Ensalada de Coditos is a traditional and popular dish in many Latin countries like Puerto Rico, the Dominican Republic, and Mexico. It’s sometimes referred to as an ensalada fria, or “cold salad,” because it is served chilled.

Today, we’re focusing specifically on ensalada de coditos mexicana, or Mexican macaroni salad. This versatile Mexican pasta dish can be customized with your favorite ingredients, making it one of my favorite kitchen chameleons. 

What I love about ensalada de codito is how it combines creamy and tangy salad dressing with a medley of colorful veggies, perfectly al dente pasta, and, if you’re feeling extra hungry, your choice of protein. 

The base of this Mexican pasta salad consists of cooked and cooled macaroni. As with most pasta salad recipes, we use mayo as the base of our dressing. But, since I like to keep things a little lighter, I’ve also added some Greek yogurt to help bind the recipe without overloading on fat or calories. I also add a touch of mustard to give it a little extra zing.

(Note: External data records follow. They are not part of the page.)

Issue #314, opened 2017-06-05
Allow optional use of servlet


vigozhang:
After upgraded spring-cloud-consul-discovery from 1.1.4.RELEASE to 1.2.0.RELEASE,non-web spring boot application occurs error during booting:

```
WARN 64141 --- [           main] s.c.a.AnnotationConfigApplicationContext : Exception encountered during context initialization - cancelling refresh attempt: org.springframework.beans.factory.UnsatisfiedDependencyException: Error creating bean with name 'org.springframework.cloud.client.serviceregistry.ServiceRegistryAutoConfiguration$ServiceRegistryEndpointConfiguration': Unsatisfied dependency expressed through field 'registration'; nested exception is org.springframework.beans.factory.UnsatisfiedDependencyException: Error creating bean with name 'consulRegistration' defined in class path resource [org/springframework/cloud/consul/serviceregistry/ConsulAutoServiceRegistrationAutoConfiguration.class]: Unsatisfied dependency expressed through method 'consulRegistration' parameter 2; nested exception is org.springframework.beans.factory.NoSuchBeanDefinitionException: No qualifying bean of type 'javax.servlet.ServletContext' available: expected at least 1 bean which qualifies as autowire candidate. Dependency annotations: {}

Parameter 2 of method consulRegistration in org.springframework.cloud.consul.serviceregistry.ConsulAutoServiceRegistrationAutoConfiguration required a bean of type 'javax.servlet.ServletContext' that could not be found.
```

urvish-everbridge:
Is there a work around for this issue ?

spencergibb:
No.

pwielgolaski:
I simply use servlet API, no read servlet container.
Only problem that I have with this it trigger web mode in spring boot application that I need to disable after that.

PR #372, opened 2017-11-04
Extract servlet logic to be included conditionally

pwielgolaski:
When classpath has ServletContext, include in spring context ConsulRegistrationCustomizer that could be used to customize consul tags

fixes gh-314

### DIFF
--- a/spring-cloud-consul-discovery/src/main/java/org/springframework/cloud/consul/serviceregistry/ConsulRegistrationCustomizer.java
+++ b/spring-cloud-consul-discovery/src/main/java/org/springframework/cloud/consul/serviceregistry/ConsulRegistrationCustomizer.java
@@ -1,0 +1,26 @@
+/*
+ * Copyright 2013-2016 the original author or authors.
+ *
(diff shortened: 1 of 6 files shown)


spring-cloud-consul-discovery/src/main/java/org/springframework/cloud/consul/serviceregistry/ConsulRegistrationCustomizer.java
```diff
@@ -0,0 +1,26 @@
...
+
+package org.springframework.cloud.consul.serviceregistry;
+
+import java.util.List;
+
+/**
+ * @author Piotr Wielgolaski
+ */
+public interface ConsulRegistrationCustomizer {
+	void customizeTags(List<String> tags);
```
pwielgolaski: FYI, I would be happy to consider here NewService, but wonder if we want to leak internals here.

spencergibb:
I fixed this in a different direction. Thanks for the contrivution.

Closed via d9b55bc

spencergibb:
And I changed my mind :-)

Once the simple codito salad dressing is complete, you can add a variety of colorful diced vegetables. I personally like carrots, frozen peas, and corn, but you can also use bell peppers, onions, or even olives to add crunch and a burst of flavor. And for those who enjoy a bit of protein, diced ham, pulled chicken, or even canned tuna makes for a delightful addition.

Why You’ll Love This Mexican Pasta Salad Recipe

This ensalada de coditos fria is THE Mexican pasta recipe of summer. It’s light, bright, cool, and creamy, plus it’s perfect for pairing with all your favorite cookout favorites. 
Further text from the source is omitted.